第9話 ゲームは試験?

「はぁ……」


 放課後のHRが終わった直後、俺はため息を漏らす。改めて、父親が理事長だという事実に頭を痛くしていた。2500億を投じて学校を改造した張本人、か。どこから金もってきたんだよ……とりあえず、言われた通りゲーム部の見学に行くか。と、思ったけど後ろの猿が一緒に帰りたそうにこちらを見ている。


「佐藤〜! 一緒に帰ろうぜー!」

「一緒に帰って友達に噂とかされると、恥ずかしいし……」

「なんの噂!? 男二人が帰ってなんの噂がたつんだよ!? 某ヒロインかっ、共通点ないだろお前!」

「あるよ。ほら、理想が高い」

「知らねーよっ!!」


 他の部活動の見学に行くから行けないと断ると、木柴は渋々引き下がる。なんで毎回俺と過ごそうとするんだアイツ。まあいいや、とにかくゲーム部とやらの部室へ急ごう。

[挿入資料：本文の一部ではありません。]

PR #29, opened 2019-12-23
Add events package

fishy:


events/events.go
```diff
@@ -0,0 +1,104 @@
...
+	return q.queue.Close()
+}
+
+// Put serializes and puts an event into the event queue.
+func (q Queue) Put(ctx context.Context, event thrift.TStruct) error {
+	ctx, cancel := context.WithTimeout(ctx, q.maxTimeout)
+	defer cancel()
+
+	serializer := thrift.NewTSerializer()
+	serializer.Protocol = thrift.NewTJSONProtocol(serializer.Transport)
```
pacejackson: 🔕 Should we build the serializer on the `Queue` itself (or make it global) rather than rebuilding each time?

fishy: `thrift.TSerializer` is not thread safe (we were bitten by it before :) )

It might make sense to use a resource pool for it, though.

pacejackson: > thrift.TSerializer is not thread safe (we were bitten by it before :) )

What happened?

> It might make sense to use a resource pool for it, though.

I wonder if that might be a premature optimization, a resource pool is a more complicated to implement than just a global/class var and I'm not sure this actually causes problems.

fishy: We tried to use a global serializer for everything and ended up with corrupt data everywhere.

This is actually the perfect use case of a resource pool. The main part we will save from using a resource pool is the initialization and gc time.

fishy: Added resource pool and also tests. PTAL.

events/events_test.go
```diff
@@ -0,0 +1,114 @@
...
+}
+
+func TestV2Put(t *testing.T) {
+	const queueSize = 100
+	const doubleTime = DefaultMaxPutTimeout * 2
+	const tripleTime = DefaultMaxPutTimeout * 3
+
+	var v2 *Queue
+	var queue *mqsend.MockMessageQueue
+	t.Run(
```
pacejackson: 🔕 why run setup code like this under `t.Run`?

events/events.go
```diff
@@ -0,0 +1,119 @@
...
+
+	// The default message queue name for v2 events.
+	DefaultV2Name = "v2"
+)
+
+// A Queue is an event queue.
+type Queue struct {
+	queue      mqsend.MessageQueue
+	maxTimeout time.Duration
+	pool       sync.Pool
```
pacejackson: 🔕 would it be better to call this `serializerPool`?

fishy: Done.

events/events_test.go
fishy: Subtests are good because:

1. When a test fails, it shows which subtest failed, so you automatically gets more context info about the failure
2. It limits the scope of `t.Fatal`.

You can think about it as a way to connect a few tests in sequence, and allow state sharing between them.

fishy: But actually it makes less sense in this particular case so I changed it back to just a single test.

 部活棟の隅の隅、普段通る時は気付かないような小さな青い扉。扉の横に小さく"ゲーム部"と手書きの文字が、ここが部室だという証になっている。分かりにくすぎるだろ……たまたま札見つけたからよかったけど。


「さて、鬼が出るか蛇が出るか……」


 俺は扉をノックし、部室の扉を開ける。中は暗くてよく分からなかったが、奥からドタドタ! と走る音が聞こえてきて──


「帰れええええェェェッッーー!!!」

「げげごぼおううぇーー!!!」


 出てきたのは鬼でも蛇でもなく足裏だった。顔面にドロップキックというえげつねえ技は、油断していた俺に避けられるはずもなく、顔面モロにクリーンヒットした。ヒットする直前に、あ、やべ。という声が漏れていたけど、どいつもこいつもなんで出会い頭に人を攻撃するんだ。暗殺者学校だったか? ここ。まあ生徒会長が中忍試験受けてるしな……。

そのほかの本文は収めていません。